# Chi non sente la musica pensa siano pazzi i ballerini



## Bespelled

Salve amici,

Mi potreste dire se questa frase vi sembra naturale oppure un po' sgraziata? Un'amica vuole tatuarsi una scritta del genere proprio in italiano e mi ha chiesto aiuto. Sarebbe pure meglio non omettere il "che" e non invertire la seconda parte della frase? Cioè, in questo contesto quale vi sembra più adatta:

1-Chi non sente la musica pensa siano pazzi i ballerini.
2-Chi non sente la musica pensa che i ballerini siano pazzi.
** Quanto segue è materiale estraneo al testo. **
PR #547, opened 2019-09-11
bootutil_misc: fix printf types in log macros

mbolivar:
These were caught by GCC printf-like macro attribute warnings.

(The relevant types are all uint32_t, but %lx wants a long unsigned.)


ccollins476ad:
This may fix warnings on some architectures, but it will cause some on others, won't it?  I guess the correct format specifier to use for `uint32_t` is the `PRIu32` macro, but I have always had mixed results with this when cross compiling.

As ugly as it is, I think the best solution is to just cast the the argument to the appropriate type (`unsigned long` in this case).

utzig:
This was changed yesterday (04eec77c659a1a256f392b9d048c55ea3e78d826) because of similar issues on another platform. I agree with @ccollins476ad on the cast suggestion.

Un'altra domanda: si può dire "il suono della musica" in italiano?

Grazie.


----------



## bearded

Salve
Secondo me la formulazione no.2 (..pensa che i ballerini siano pazzi) è la più naturale e consigliabile.
''Il suono della musica'' è inelegante, perché la musica è un insieme di suoni, non un solo suono.
_Chi non sente la musica _,oltreché ''chi non ode la musica'' potrebbe anche voler dire ''chi non è sensibile alla musica/chi non ha il senso del ritmo''. Però il significato ''non ode'' è senz'altro più probabile in quel contesto.


----------



## Bespelled

Grazie mille bearded per la sua utilissima risposta. Non avevo considerato "udire" - una ottima soggezione.


----------



## bearded

Non c'è di che.
una ottima soggezione un ottimo suggerimento
O forse volevi dire ''un'ottima spiegazione''?


----------



## Pietruzzo

Bespelled said:


> Non avevo considerato "udire" - una ottima soggezione


Non credo. "Chi non ode..." potrà andare bene in una poesia dell'ottocento ma certo non in un tatuaggio del duemila. Riguardo alla frase "chi non sente la musica" potrebbe anche essere considerata offensiva verso le persone prive dell'udito. I maniaci del "politicamente corretto" sono sempre in agguato.


----------



## bearded

Pietruzzo said:


> Non credo. "Chi non ode..." potrà andare bene in una poesia dell'ottocento ma certo non in un tatuaggio del duemila. Riguardo alla frase "chi non sente la musica" potrebbe anche essere considerata offensiva verso le persone prive dell'udito. I maniaci del "politicamente corretto" sono sempre in agguato.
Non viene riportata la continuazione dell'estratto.